* _WORK REQUEST_
Return the listing beneath precisely, with every line intact.

* _RECORDS SUPPLIED_
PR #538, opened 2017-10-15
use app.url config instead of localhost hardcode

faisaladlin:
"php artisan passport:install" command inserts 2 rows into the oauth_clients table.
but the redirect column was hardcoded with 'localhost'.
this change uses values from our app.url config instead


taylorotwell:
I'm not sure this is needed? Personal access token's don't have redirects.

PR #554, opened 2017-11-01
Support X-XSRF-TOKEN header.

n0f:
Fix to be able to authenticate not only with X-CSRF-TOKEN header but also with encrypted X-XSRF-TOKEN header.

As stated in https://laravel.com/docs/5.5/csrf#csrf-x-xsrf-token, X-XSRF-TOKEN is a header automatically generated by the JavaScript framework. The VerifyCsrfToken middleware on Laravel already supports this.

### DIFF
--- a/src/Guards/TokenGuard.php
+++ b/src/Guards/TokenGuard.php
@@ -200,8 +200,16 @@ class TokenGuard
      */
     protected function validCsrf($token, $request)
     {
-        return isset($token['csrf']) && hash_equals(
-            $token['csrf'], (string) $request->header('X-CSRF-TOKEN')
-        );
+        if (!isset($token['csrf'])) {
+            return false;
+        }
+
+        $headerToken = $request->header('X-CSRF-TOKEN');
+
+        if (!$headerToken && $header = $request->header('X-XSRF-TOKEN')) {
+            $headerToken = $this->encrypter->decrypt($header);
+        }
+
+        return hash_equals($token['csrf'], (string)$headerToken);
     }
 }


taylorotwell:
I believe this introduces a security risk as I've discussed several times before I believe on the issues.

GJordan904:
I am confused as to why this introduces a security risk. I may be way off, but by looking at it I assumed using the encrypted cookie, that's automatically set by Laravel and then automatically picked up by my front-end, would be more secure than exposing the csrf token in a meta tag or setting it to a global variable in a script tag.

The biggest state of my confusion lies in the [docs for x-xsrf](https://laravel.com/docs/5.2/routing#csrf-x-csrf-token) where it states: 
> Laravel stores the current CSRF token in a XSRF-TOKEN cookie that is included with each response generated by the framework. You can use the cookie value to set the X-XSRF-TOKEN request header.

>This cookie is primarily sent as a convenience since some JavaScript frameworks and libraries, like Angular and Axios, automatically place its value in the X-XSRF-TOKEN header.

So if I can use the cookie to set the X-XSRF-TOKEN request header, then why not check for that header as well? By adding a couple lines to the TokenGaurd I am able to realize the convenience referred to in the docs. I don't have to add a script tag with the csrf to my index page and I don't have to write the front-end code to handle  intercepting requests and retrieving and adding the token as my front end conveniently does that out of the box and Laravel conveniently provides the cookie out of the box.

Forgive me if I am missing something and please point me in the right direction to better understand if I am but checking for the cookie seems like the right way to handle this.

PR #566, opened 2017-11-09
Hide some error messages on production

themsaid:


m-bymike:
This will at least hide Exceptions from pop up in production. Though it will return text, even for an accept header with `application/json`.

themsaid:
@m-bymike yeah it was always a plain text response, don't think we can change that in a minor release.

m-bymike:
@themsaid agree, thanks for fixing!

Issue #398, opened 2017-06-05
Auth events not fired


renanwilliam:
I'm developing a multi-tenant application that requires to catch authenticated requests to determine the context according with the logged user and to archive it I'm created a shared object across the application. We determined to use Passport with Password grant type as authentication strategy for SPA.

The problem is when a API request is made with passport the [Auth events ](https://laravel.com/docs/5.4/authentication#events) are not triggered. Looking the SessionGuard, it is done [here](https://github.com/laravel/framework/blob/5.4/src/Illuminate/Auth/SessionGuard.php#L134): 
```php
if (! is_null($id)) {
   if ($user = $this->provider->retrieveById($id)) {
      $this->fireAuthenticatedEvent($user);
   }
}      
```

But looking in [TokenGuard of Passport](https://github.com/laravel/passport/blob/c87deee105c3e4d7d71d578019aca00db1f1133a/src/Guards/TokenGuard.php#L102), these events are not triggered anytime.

* _ANSWER FOR THIS EXERCISE_
PR #538, opened 2017-10-15
use app.url config instead of localhost hardcode

faisaladlin:
"php artisan passport:install" command inserts 2 rows into the oauth_clients table.
but the redirect column was hardcoded with 'localhost'.
this change uses values from our app.url config instead


taylorotwell:
I'm not sure this is needed? Personal access token's don't have redirects.

PR #554, opened 2017-11-01
Support X-XSRF-TOKEN header.

n0f:
Fix to be able to authenticate not only with X-CSRF-TOKEN header but also with encrypted X-XSRF-TOKEN header.

As stated in https://laravel.com/docs/5.5/csrf#csrf-x-xsrf-token, X-XSRF-TOKEN is a header automatically generated by the JavaScript framework. The VerifyCsrfToken middleware on Laravel already supports this.

### DIFF
--- a/src/Guards/TokenGuard.php
+++ b/src/Guards/TokenGuard.php
@@ -200,8 +200,16 @@ class TokenGuard
      */
     protected function validCsrf($token, $request)
     {
-        return isset($token['csrf']) && hash_equals(
-            $token['csrf'], (string) $request->header('X-CSRF-TOKEN')
-        );
+        if (!isset($token['csrf'])) {
+            return false;
+        }
+
+        $headerToken = $request->header('X-CSRF-TOKEN');
+
+        if (!$headerToken && $header = $request->header('X-XSRF-TOKEN')) {
+            $headerToken = $this->encrypter->decrypt($header);
+        }
+
+        return hash_equals($token['csrf'], (string)$headerToken);
     }
 }


taylorotwell:
I believe this introduces a security risk as I've discussed several times before I believe on the issues.

GJordan904:
I am confused as to why this introduces a security risk. I may be way off, but by looking at it I assumed using the encrypted cookie, that's automatically set by Laravel and then automatically picked up by my front-end, would be more secure than exposing the csrf token in a meta tag or setting it to a global variable in a script tag.

The biggest state of my confusion lies in the [docs for x-xsrf](https://laravel.com/docs/5.2/routing#csrf-x-csrf-token) where it states: 
> Laravel stores the current CSRF token in a XSRF-TOKEN cookie that is included with each response generated by the framework. You can use the cookie value to set the X-XSRF-TOKEN request header.

>This cookie is primarily sent as a convenience since some JavaScript frameworks and libraries, like Angular and Axios, automatically place its value in the X-XSRF-TOKEN header.

So if I can use the cookie to set the X-XSRF-TOKEN request header, then why not check for that header as well? By adding a couple lines to the TokenGaurd I am able to realize the convenience referred to in the docs. I don't have to add a script tag with the csrf to my index page and I don't have to write the front-end code to handle  intercepting requests and retrieving and adding the token as my front end conveniently does that out of the box and Laravel conveniently provides the cookie out of the box.

Forgive me if I am missing something and please point me in the right direction to better understand if I am but checking for the cookie seems like the right way to handle this.

PR #566, opened 2017-11-09
Hide some error messages on production

themsaid:


m-bymike:
This will at least hide Exceptions from pop up in production. Though it will return text, even for an accept header with `application/json`.

themsaid:
@m-bymike yeah it was always a plain text response, don't think we can change that in a minor release.

m-bymike:
@themsaid agree, thanks for fixing!

Issue #398, opened 2017-06-05
Auth events not fired


renanwilliam:
I'm developing a multi-tenant application that requires to catch authenticated requests to determine the context according with the logged user and to archive it I'm created a shared object across the application. We determined to use Passport with Password grant type as authentication strategy for SPA.

The problem is when a API request is made with passport the [Auth events ](https://laravel.com/docs/5.4/authentication#events) are not triggered. Looking the SessionGuard, it is done [here](https://github.com/laravel/framework/blob/5.4/src/Illuminate/Auth/SessionGuard.php#L134): 
```php
if (! is_null($id)) {
   if ($user = $this->provider->retrieveById($id)) {
      $this->fireAuthenticatedEvent($user);
   }
}      
```

But looking in [TokenGuard of Passport](https://github.com/laravel/passport/blob/c87deee105c3e4d7d71d578019aca00db1f1133a/src/Guards/TokenGuard.php#L102), these events are not triggered anytime.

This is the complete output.